Puck Hill in Knaphill is certainly one of 251 properties Woking borough council has been conducting fireplace threat assessments at following a suspected arson assault on one other constructing in the summertime
‘The fairylights on the wall bought a sticker. So did the geckos. Apparently they could fall on somebody strolling previous! How ridiculous when they’re screwed on! Even the plant pots need to go.
‘Basically, something that makes the grounds look good and fairly. The council is making us all really feel totally depressing and we’re distraught.’
She added: ‘We had no heating or scorching water for 5 weeks between October and November. You’d suppose they might be concentrating on finding out actual issues like that – right this moment the heating went off once more – it’s so irritating and an absolute overreach by the council.’
Liberal Democrat councillor Ian Johnson informed MailOnline the council determined to undertake fireplace threat assessments throughout its property following recommendation from Surrey’s fireplace service.

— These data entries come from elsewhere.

PR #4375, opened 2022-03-17
[WIP] Allow Proxmox Snapshot Restoring

EinDev:
##### SUMMARY
Allows the restoration of a proxmox snapshot

##### ISSUE TYPE
- Feature Pull Request

##### COMPONENT NAME
This Change allows restoring a snapshot in Proxmox

##### ADDITIONAL INFORMATION
I hope this is the correct branch...

PR #4377, opened 2022-03-18
Allow Proxmox Snapshot Restoring

EinDev:
SUMMARY

Allows the restoration of a proxmox snapshot
ISSUE TYPE

    Feature Pull Request

COMPONENT NAME

This Change allows restoring a snapshot in Proxmox
ADDITIONAL INFORMATION

This is the result of [https://github.com/ansible-collections/community.general/pull/4375](https://github.com/ansible-collections/community.general/pull/4375)
I did not mark `snapname` as required, as it has a default value and the behaviour didn't change. Or should i still mark it as required?

### DIFF
--- a/changelogs/fragments/4377-allow-proxmox-snapshot-restoring.yml
+++ b/changelogs/fragments/4377-allow-proxmox-snapshot-restoring.yml
@@ -1,0 +1,2 @@
+minor_changes:
+  - proxmox - add restore snapshot option (https://github.com/ansible-collections/community.general/pull/4377).
--- a/changelogs/fragments/4377-allow-proxmox-snapshot-restoring.yml
+++ b/changelogs/fragments/4377-allow-proxmox-snapshot-restoring.yml
@@ -1,2 +1,3 @@
 minor_changes:
   - proxmox - add restore snapshot option (https://github.com/ansible-collections/community.general/pull/4377).
+  - proxmox - fixed timeout value to correctly relfect time in seconds
--- a/changelogs/fragments/4377-allow-proxmox-snapshot-restoring.yml
+++ b/changelogs/fragments/4377-allow-proxmox-snapshot-restoring.yml
@@ -1,3 +1,3 @@
 minor_changes:
-  - proxmox - add restore snapshot option (https://github.com/ansible-collections/community.general/pull/4377).
+  - proxmox_snap - add restore snapshot option (https://github.com/ansible-collections/community.general/pull/4377).
   - proxmox_snap - fixed timeout value to correctly relfect time in seconds (https://github.com/ansible-collections/community.general/pull/4377).
--- a/changelogs/fragments/4377-allow-proxmox-snapshot-restoring.yml
+++ b/changelogs/fragments/4377-allow-proxmox-snapshot-restoring.yml
@@ -1,3 +1,3 @@
 minor_changes:
   - proxmox - add restore snapshot option (https://github.com/ansible-collections/community.general/pull/4377).
-  - proxmox - fixed timeout value to correctly relfect time in seconds
+  - proxmox_snap - fixed timeout value to correctly relfect time in seconds (https://github.com/ansible-collections/community.general/pull/4377).
--- a/changelogs/fragments/4377-allow-proxmox-snapshot-restoring.yml
+++ b/changelogs/fragments/4377-allow-proxmox-snapshot-restoring.yml
@@ -1,3 +1,3 @@
 minor_changes:
   - proxmox_snap - add restore snapshot option (https://github.com/ansible-collections/community.general/pull/4377).
-  - proxmox_snap - fixed timeout value to correctly relfect time in seconds (https://github.com/ansible-collections/community.general/pull/4377).
+  - proxmox_snap - fixed timeout value to correctly reflect time in seconds. The timeout was off by one second (https://github.com/ansible-collections/community.general/pull/4377).
--- a/plugins/modules/cloud/misc/proxmox_snap.py
+++ b/plugins/modules/cloud/misc/proxmox_snap.py
@@ -5,6 +5,7 @@
 # GNU General Public License v3.0+ (see COPYING or https://www.gnu.org/licenses/gpl-3.0.txt)
 
 from __future__ import absolute_import, division, print_function
+
 __metaclass__ = type
 
 DOCUMENTATION = r'''
@@ -102,7 +103,9 @@ import traceback
 
 from ansible.module_utils.basic import AnsibleModule, missing_required_lib, env_fallback
 from ansible.module_utils.common.text.converters import to_native
-from ansible_collections.community.general.plugins.module_utils.proxmox import (proxmox_auth_argument_spec, ProxmoxAnsible, HAS_PROXMOXER, PROXMOXER_IMP_ERR)
+from ansible_collections.community.general.plugins.module_utils.proxmox import (proxmox_auth_argument_spec,
+                                                                                ProxmoxAnsible, HAS_PROXMOXER,
+                                                                                PROXMOXER_IMP_ERR)
 
 
 class ProxmoxSnapAnsible(ProxmoxAnsible):
@@ -123,8 +126,9 @@ class ProxmoxSnapAnsible(ProxmoxAnsible):
                 return True
             timeout -= 1
             if timeout == 0:
-                self.module.fail_json(msg='Reached timeout while waiting for creating VM snapshot. Last line in task before timeout: %s' %
-                                      self.proxmox_api.nodes(vm['node']).tasks(taskid).log.get()[:1])
+                self.module.fail_json(
+                    msg='Reached timeout while waiting for creating VM snapshot. Last line in task before timeout: %s' %
+                        self.proxmox_api.nodes(vm['node']).tasks(taskid).log.get()[:1])
 
             time.sleep(1)
         return False
@@ -140,8 +144,9 @@ class ProxmoxSnapAnsible(ProxmoxAnsible):
                 return True
             timeout -= 1
             if timeout == 0:
-                self.module.fail_json(msg='Reached timeout while waiting for removing VM snapshot. Last line in task before timeout: %s' %
-                                      self.proxmox_api.nodes(vm['node']).tasks(taskid).log.get()[:1])
+                self.module.fail_json(
+                    msg='Reached timeout while waiting for removing VM snapshot. Last line in task before timeout: %s' %
+                        self.proxmox_api.nodes(vm['node']).tasks(taskid).log.get()[:1])
 
             time.sleep(1)
         return False
@@ -157,8 +162,9 @@ class ProxmoxSnapAnsible(ProxmoxAnsible):
                 return True
             timeout -= 1
             if timeout == 0:
-                self.module.fail_json(msg='Reached timeout while waiting for rolling back VM snapshot. Last line in task before timeout: %s' %
-                                      self.proxmox_api.nodes(vm['node']).tasks(taskid).log.get()[:1])
+                self.module.fail_json(
+                    msg='Reached timeout while waiting for rolling back VM snapshot. Last line in task before timeout: %s' %
+                        self.proxmox_api.nodes(vm['node']).tasks(taskid).log.get()[:1])
 
             time.sleep(1)
         return False
@@ -215,7 +221,8 @@ def main():
                     module.exit_json(changed=True, msg="Snapshot %s created" % snapname)
 
         except Exception as e:
-            module.fail_json(msg="Creating snapshot %s of VM %s failed with exception: %s" % (snapname, vmid, to_native(e)))
+            module.fail_json(
+                msg="Creating snapshot %s of VM %s failed with exception: %s" % (snapname, vmid, to_native(e)))
 
     elif state == 'absent':
         try:
@@ -236,7 +243,8 @@ def main():
                         module.exit_json(changed=True, msg="Snapshot %s removed" % snapname)
 
         except Exception as e:
-            module.fail_json(msg="Removing snapshot %s of VM %s failed with exception: %s" % (snapname, vmid, to_native(e)))
+            module.fail_json(
+                msg="Removing snapshot %s of VM %s failed with exception: %s" % (snapname, vmid, to_native(e)))
     elif state == 'rollback':
         try:
             snap_exist = False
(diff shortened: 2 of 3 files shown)


plugins/modules/cloud/misc/proxmox_snap.py
```diff
@@ -114,8 +127,9 @@ def snapshot_create(self, vm, vmid, timeout, snapname, description, vmstate):
                 return True
             timeout -= 1
             if timeout == 0:
-                self.module.fail_json(msg='Reached timeout while waiting for creating VM snapshot. Last line in task before timeout: %s' %
-                                      self.proxmox_api.nodes(vm['node']).tasks(taskid).log.get()[:1])
+                self.module.fail_json(
+                    msg='Reached timeout while waiting for creating VM snapshot. Last line in task before timeout: %s' %
+                        self.proxmox_api.nodes(vm['node']).tasks(taskid).log.get()[:1])
```
felixfontein, line 132: Could you please remove unrelated reformatted from this PR? Thanks.

felixfontein (commented):
You still have to adjust the documentation of `snapname`.

EinDev:
> You still have to adjust the documentation of `snapname`.

I did not mark `snapname` as required, as it has a default value and the behaviour didn't change. Or should i still mark it as required?

felixfontein:
> > 
> 
> I did not mark `snapname` as required, as it has a default value and the behaviour didn't change. Or should i still mark it as required?

No need to make it required, but you should document what it is used for. Right now the documentation says `Name of the snapshot that has to be created.`.

EinDev:
@felixfontein Alright, sorry. I have adjusted the documentation. Thank you for your patience

plugins/modules/cloud/misc/proxmox_snap.py
```diff
@@ -137,14 +147,31 @@ def snapshot_remove(self, vm, vmid, timeout, snapname, force):
...
         return False
 
+    def snapshot_rollback(self, vm, vmid, timeout, snapname):
+        if self.module.check_mode:
+            return True
+
+        taskid = self.snapshot(vm, vmid)(snapname).post("rollback")
+        while timeout:
+            if (self.proxmox_api.nodes(vm['node']).tasks(taskid).status.get()['status'] == 'stopped' and
+                    self.proxmox_api.nodes(vm['node']).tasks(taskid).status.get()['exitstatus'] == 'OK'):
```
felixfontein, line 157: How about rewriting this as:
```suggestion
            status = self.proxmox_api.nodes(vm['node']).tasks(taskid).status.get()
            if status['status'] == 'stopped' and status['exitstatus'] == 'OK':
```
Then it only needs to do one API request instead of two (assuming it doesn't do some very clever and dangerous caching).

plugins/modules/cloud/misc/proxmox_snap.py
```diff
@@ -137,14 +147,31 @@ def snapshot_remove(self, vm, vmid, timeout, snapname, force):
...
+                return True
+            timeout -= 1
+            if timeout == 0:
```
felixfontein, line 160: Assume `timeout == 1`. Then it will check the condition, and if it's not satisfied will immediately fail instead of waiting for a second. If you change this to `< 0`, then it will wait one second and check the conditions again. I think this is more closely to what `timeout` should be.
```suggestion
            if timeout < 0:
```

plugins/modules/cloud/misc/proxmox_snap.py
```diff
@@ -211,6 +238,26 @@ def main():
...
+                    continue
+
+            if not snap_exist:
+                module.exit_json(changed=False, msg="Snapshot %s does not exist" % snapname)
+            else:
+                if proxmox.snapshot_rollback(vm, vmid, timeout, snapname):
+                    if module.check_mode:
+                        module.exit_json(changed=False, msg="Snapshot %s would be rolled back" % snapname)
+                    else:
+                        module.exit_json(changed=True, msg="Snapshot %s rolled back" % snapname)
```
felixfontein, line 257: Since `exit_json` stops execution, there's no need to indent everything.

I also changed `changed=True` in both cases. Check mode should return the same `changed` status as regular execution.
```suggestion
            if proxmox.snapshot_rollback(vm, vmid, timeout, snapname):
                if module.check_mode:
                    module.exit_json(changed=True, msg="Snapshot %s would be rolled back" % snapname)
                else:
                    module.exit_json(changed=True, msg="Snapshot %s rolled back" % snapname)
```

plugins/modules/cloud/misc/proxmox_snap.py
EinDev: I have moved the subtraction instead for better readability.
The two changes accidentally got into one commit here, but since the PR will be squashed this should be no problem, right?

felixfontein: Yes, that's no problem.

plugins/modules/cloud/misc/proxmox_snap.py
```diff
@@ -109,15 +119,15 @@ def snapshot_create(self, vm, vmid, timeout, snapname, description, vmstate):
         else:
             taskid = self.snapshot(vm, vmid).post(snapname=snapname, description=description, vmstate=int(vmstate))
         while timeout:
-            if (self.proxmox_api.nodes(vm['node']).tasks(taskid).status.get()['status'] == 'stopped' and
-                    self.proxmox_api.nodes(vm['node']).tasks(taskid).status.get()['exitstatus'] == 'OK'):
+            status_data = self.proxmox_api.nodes(vm['node']).tasks(taskid).status.get()
+            if status_data['status'] == 'stopped' and status_data['exitstatus'] == 'OK':
                 return True
-            timeout -= 1
```
felixfontein, line 115: You'll have to mention the changes to other code in the changelog fragment as well (or better, have two fragments in the same file, one for the new feature and one for the refactoring / timeout fix).

changelogs/fragments/4377-allow-proxmox-snapshot-restoring.yml
```diff
@@ -0,0 +1,3 @@
+minor_changes:
+  - proxmox - add restore snapshot option (https://github.com/ansible-collections/community.general/pull/4377).
+  - proxmox - fixed timeout value to correctly relfect time in seconds
```
felixfontein, line 3:
```suggestion
  - proxmox_snap - fixed timeout value to correctly relfect time in seconds (https://github.com/ansible-collections/community.general/pull/4377).
```

changelogs/fragments/4377-allow-proxmox-snapshot-restoring.yml
```diff
@@ -0,0 +1,3 @@
+minor_changes:
+  - proxmox - add restore snapshot option (https://github.com/ansible-collections/community.general/pull/4377).
```
felixfontein, line 2:
```suggestion
  - proxmox_snap - add restore snapshot option (https://github.com/ansible-collections/community.general/pull/4377).
```

changelogs/fragments/4377-allow-proxmox-snapshot-restoring.yml
```diff
@@ -0,0 +1,3 @@
+minor_changes:
+  - proxmox_snap - add restore snapshot option (https://github.com/ansible-collections/community.general/pull/4377).
+  - proxmox_snap - fixed timeout value to correctly relfect time in seconds (https://github.com/ansible-collections/community.general/pull/4377).
```
felixfontein, line 3:
```suggestion
  - proxmox_snap - fixed timeout value to correctly reflect time in seconds. The timeout was off by one second (https://github.com/ansible-collections/community.general/pull/4377).
```

felixfontein (commented):
Besides this, looks good! If nobody complains, I'll merge in a week.

Thulium-Drake:
Looks fine to me :) but I'm guessing we also want a new unit test for this:

https://github.com/ansible-collections/community.general/blob/main/tests/unit/plugins/modules/cloud/misc/test_proxmox_snap.py

felixfontein:
@EinDev could you take a look at the unit tests? Thanks.

EinDev:
I didn't yet have had enough time to get the (existing) tests working on my machine and i probably won't find enough time until next week.
Either someone else takes a look into it, or we will need to wait :/

EinDev:
I've tried installing `ansible-test` for several hours now, i can't get it installed on Windows 10/WSL. Neither can i find any (to the point) documentation on how to install it :/
Whatever i do, it never recognizes `ansible-test` as a valid command. This is getting larger than expected for me.

Maybe someone here can help me getting it started? I could be just blind and it's just one command missing.

Thank you for your patience so far ;)

felixfontein:
`ansible-test` is one of the CLI commands coming with `ansible-core`. So if you can run Ansible, you should already have it. It is a lot easier to use with podman or Docker though, no idea how hard that is to install on WSL (WSL 2 might be better, but then I never used any of them).

I assume you already saw https://github.com/ansible-collections/community.general/blob/main/CONTRIBUTING.md#run-sanity-unit-or-integration-tests-locally ? In any case, you could ask on Matrix or IRC, there are often people around who can help you in real-time (or almost real-time), that might be easier. #social:ansible.com (Matrix room) or #ansible-community (IRC channel) are good places to start.

russoz:
Hi @EinDev ,

**DISCLAIMER:** naked self-promotion
I am also not very excited about the setup necessary to simlpy run the tests. Thinking of that, I created a python package called **andebox**.

If you create a virtualenv with andebox and ansible (ansible-core should suffice for this case), you should be able to activate it and simply run:
 ```bash
(venv) $ andebox test -- units --docker default --python 3.8 tests/unit/plugins/modules/cloud/misc/test_proxmox_snap.py -v
```
Notice you can (and should) run it without the specific Python version, to ensure it works in multiple versions. That command line also assumes you have docker installed to run the test containers. If that is not the case (nor you want it to be), I suggest you spin up a VM (using Virtualbox or your preferred virtualisation tool) to segregate your tests from the site-packages of your system's python.

And if you are feeling brave enough, you might add `tox` to your virtual environment and run the command line as:
 ```bash
(venv) $ andebox tox-test -- units --docker default tests/unit/plugins/modules/cloud/misc/test_proxmox_snap.py -v
```
To ensure it is tested against multiple versions of Ansible.

Also notice that the `proxmox_*` modules require the installation of a specific python package for proxmox called `proxmoxer`.

EinDev:
Update: I managed to get it working by just (un-)installing the pip package for ansible a few times. I will begin adding unit test(s?) now.

> Also notice that the `proxmox_*` modules require the installation of a specific python package for proxmox called `proxmoxer`.

Absolutely, but as far as i see the current tests do not represent a real use case because of this:
A SystemExit Exception gets raised, but gets catched and ignored.

Is it possible to include the proxmoxer package and directly test the resulting http request? From a technical standpoint yes - but that would require the proxmoxer installed in the ansible-test environment.

Is that possible or possibly unwanted?

felixfontein:
> Absolutely, but as far as i see the current tests do not represent a real use case because of this: A SystemExit Exception gets raised, but gets catched and ignored.

I'm not sure what we should do with that exception other than ignoring it? If the exception isn't raised, something went wrong. If the exception is raised, we need to read the stdout and interpret it as JSON, and look at the results.

> Is it possible to include the proxmoxer package and directly test the resulting http request? From a technical standpoint yes - but that would require the proxmoxer installed in the ansible-test environment.

That's possible. The unit tests for the GitLab modules do that for example. (Making sure that proxmoxer is installed requires it to be added to tests/unit/requirements.txt.)

EinDev:
I've added the unit tests for restoring the snapshot now, but please check it. I hope this is what you want.
I was just a bit confused about an exception, but didn't realize that it was a exception showing the success in this case.

I'm still new to testing, so please don't expect a lot ;)

tests/unit/plugins/modules/cloud/misc/test_proxmox_snap.py
```diff
@@ -91,3 +91,24 @@ def test_remove_snapshot_check_mode(connect_mock, capfd, mocker):
...
+                     "force": True,
+                     "_ansible_check_mode": True})
+    proxmox_utils.HAS_PROXMOXER = True
+    connect_mock.side_effect = lambda: fake_api(mocker)
+    with pytest.raises(SystemExit) as results:
+        proxmox_snap.main()
+
+    out, err = capfd.readouterr()
+    assert not err
+    assert not json.loads(out)['changed']
```
felixfontein, line 114:
```suggestion
    output = json.loads(out)
    assert not output['changed']
    assert output['msg'] == "Snapshot test does not exist"
```
I would probably also add a second test where something happens.

changelogs/fragments/4377-allow-proxmox-snapshot-restoring.yml
felixfontein: @EinDev could you please take a look at this suggestion, and the one for the tests? Thanks.

tests/unit/plugins/modules/cloud/misc/test_proxmox_snap.py
EinDev: I'll just blindly accept this suggestion. More on this later.

EinDev:
I do not have any time planned for this anymore. It works for me, the tests work for me.
I just added this PR because i wanted to share my improvement, if you do not accept it it is fine. It would be a shame though ;)

I will close this PR now, if you feel like you want to merge/improve it feel free to reopen it :)

felixfontein:
I'm not sure why you don't simply commit suggestion https://github.com/ansible-collections/community.general/pull/4377#discussion_r830601483 ? I would have merged it with the two suggestions (one of which you already commited a few minutes ago) applied.

EinDev:
I'm sorry, i must have overseen that. Thanks for the heads up :)

plugins/modules/cloud/misc/proxmox_snap.py
```diff
@@ -28,7 +28,8 @@
   state:
     description:
      - Indicate desired state of the instance snapshot.
-    choices: ['present', 'absent']
+     - The C(rollback) value was added in community.general 4.7.0.
```
felixfontein, line 31:
```suggestion
     - The C(rollback) value was added in community.general 4.8.0.
```

felixfontein (approved):
Will merge tomorrow if nobody complains by then.

russoz (approved):
LGTM

felixfontein:
@EinDev thanks for your contribution!
@Thulium-Drake @russoz thanks for reviewing!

It got here after a hearth investigation at a suspected arson assault in Ash Road in August discovered the blaze unfold as a result of ‘flamable elements’ left within the communal areas and on balconies.
Cllr Johnson, the portfolio holder for housing, informed MailOnline: ‘The thought is to cease folks from leaving issues as a result of it was assessed as being a explanation for spreading the fireplace. That was the aim of it, easy as that.
‘Clearly just a few folks have complained about this and I’m aware of the actual fact tenants aren’t completely satisfied for no matter motive however it’s my precedence to make folks protected.
‘We have to recollect what occurred at Grenfell and the very last thing I need is to have an issue with a hearth and to not have handled it. I’ve a duty for folks’s lives.
‘Whilst you might be proper there are folks complaining, I’ve had different folks saying “thank you as we’ve been a bit worried about this”.
‘People need to really feel protected and I need them to be protected. Nothing is ever excellent in life however I’m doing my finest supporting the officers coping with all of this and decreasing the chance of fireplace.
‘I make no apology for that for taking care of the residents.’
When requested by MailOnline why individuals are nonetheless having issues with heating and scorching water if maintaining folks protected was a precedence, Cllr Johnson admitted some communal boilers weren’t working.
But he mentioned he wasn’t conscious of ‘something excellent’ for the reason that points in January.
‘But we are attempting very arduous to try to repair it,’ he mentioned.
‘We will not be making an attempt to make folks’s lives troublesome, we are attempting to avoid wasting lives. The baseline needs to be security and that’s what we’re doing.’
A spokesperson from Surrey Fire and Rescue Service informed MailOnline: ‘Surrey Fire and Rescue Service advise residents to maintain widespread areas free from objects, which is a legislative requirement to stop unfold of fireplace and cut back arson.
‘We additionally advise maintaining areas round a constructing clear, not having something on balconies that might be set on fireplace, chaining up bins to allow them to’t be moved and the removing of flammable substances from round doorways and entrances.
‘This is common recommendation and we don’t request different businesses comparable to native councils to implement this on our behalf, nonetheless, native councils could have their very own legislative powers that they will use to scale back arson.’